# installing on USB



## kachukumma (Mar 31, 2009)

Hello
I am a new user here and new to freebsd also, I have a laptop HP and have vista home premium. laptop config is amd turion tl-68 processor and 4 gb ram and 320 hdd. I want to ask that is it possible that i can install freebsd 7.1 on external usb for example any toshiba or wd big usb hard drive and boot my laptop with that usb ext hdd and use it normal way as free bsd based laptop. i do not want to install on internal hdd of laptop. would you please explain the concept and solution
regards
kachukumma


----------



## SirDice (Mar 31, 2009)

It should be possible, I've done it on one of my laptops. Just make sure you select the correct harddrive which is usually da* for USB HDs.


----------



## phoenix (Mar 31, 2009)

Depends on whether or not your laptop can boot from USB devices.  If it can, then you'll be fine.  Check the BIOS for options related to Mass Storage Devices, boot order, and similar.

You may also be able to install a boot manager like GRUB or GAG onto the internal harddrive, and configure that to load /boot/loader off the USB drive.

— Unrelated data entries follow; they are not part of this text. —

PR #9309, opened 2023-09-25
Fix package exports

djhi:
## Problem

When using react-admin in some applications that render it on the server using node (such as Remix), our packages triggers errors.

## Solution

Add an `exports` field to our `package.json` files to ensure they can imported in all scenarios

### DIFF
--- a/examples/data-generator/package.json
+++ b/examples/data-generator/package.json
@@ -17,6 +17,7 @@
         },
         "./package.json": "./package.json"
     },
+    "sideEffects": false,
     "scripts": {
         "build": "yarn run build-cjs && yarn run build-esm",
         "build-cjs": "rimraf ./dist/cjs && tsc --outDir dist/cjs",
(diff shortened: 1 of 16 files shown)


mchaffotte (approved):

smeng9:
Hi @djhi 

The `package.json` exports field fix looks good to me.

This may fix our vitest issue with react-hook-form https://stackblitz.com/edit/vitejs-vite-2etbdy?file=src%2Fposts.test.tsx

Do you know why this is closed instead of merged?

djhi:
I opened this one instead: https://github.com/marmelab/react-admin/pull/9310. Making this change on some packages (those that export react components) broke our remix example for some reason, so we're not comfortable to do it for all packages.

smeng9:
I see the updated merge request. I will try if the next version of react-admin fixes out vitest issue with react-hook-form.

For now anything uses form context in a react-admin form breaks in vitest but works in vite.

Or, you can always create a primary partition on the internal harddrive, and use that for /, with /usr, /home, /var, and /tmp installed on the USB drive.  That way, it would boot off the internal harddrive, and then mount the external USB drive for everything else.  (You can also create a separate /boot on the internal drive, but that requires editing a bunch of things under /boot/ and /etc/ to get it working right.)


----------



## gordon@ (Apr 1, 2009)

You could use a vmware image to try out FreeBSD. I believe there are some preconfigured appliances you can use for free with the vmware player.


----------



## ligregni (Apr 12, 2009)

SURE YOU CAN!!!

I said that because I have already do it.

Here is what I have:

- A Laptop HD in an USB/IDE adapter, so I can use it as an external drive
- It works in almost any computer

The steps are here:

1.- Boot from CD in ANY machine (your laptop recommended, but not needed)
2.- Let the Sysinstall start
3.- When prompted, choose da0 (well, "ad" means IDE drives, "ad0" means first IDE drive, "da" means external drives, "da0" means first external drive, this will be propably what you need)
4.- Set the slices, whith the commands shown below in the fdisk screen, remember the type of FreeBSD slice is the default (165) and remember to "Set Bootable" your FreeBSD slice, with the 'S', and you will see an 'A' in the rigthmost column of your FreeBSD slice.
5.- After that, press 'Q' (not 'W', it's not needed for the install)
6.- I strongly recommend you not to install MBR, just choose "Leave the MBR untouched" or "Install an standard MBR", this is because you will boot from your USB-HD and as we have just one Bootable Slice, it will go automatically to FreeBSD.
7.- I would Partition my slice with the auto defaults ('A')
8.- First, don't choose to install anything else, this is because you maybe wanna try it out if the size/partition/disk is what you wanted.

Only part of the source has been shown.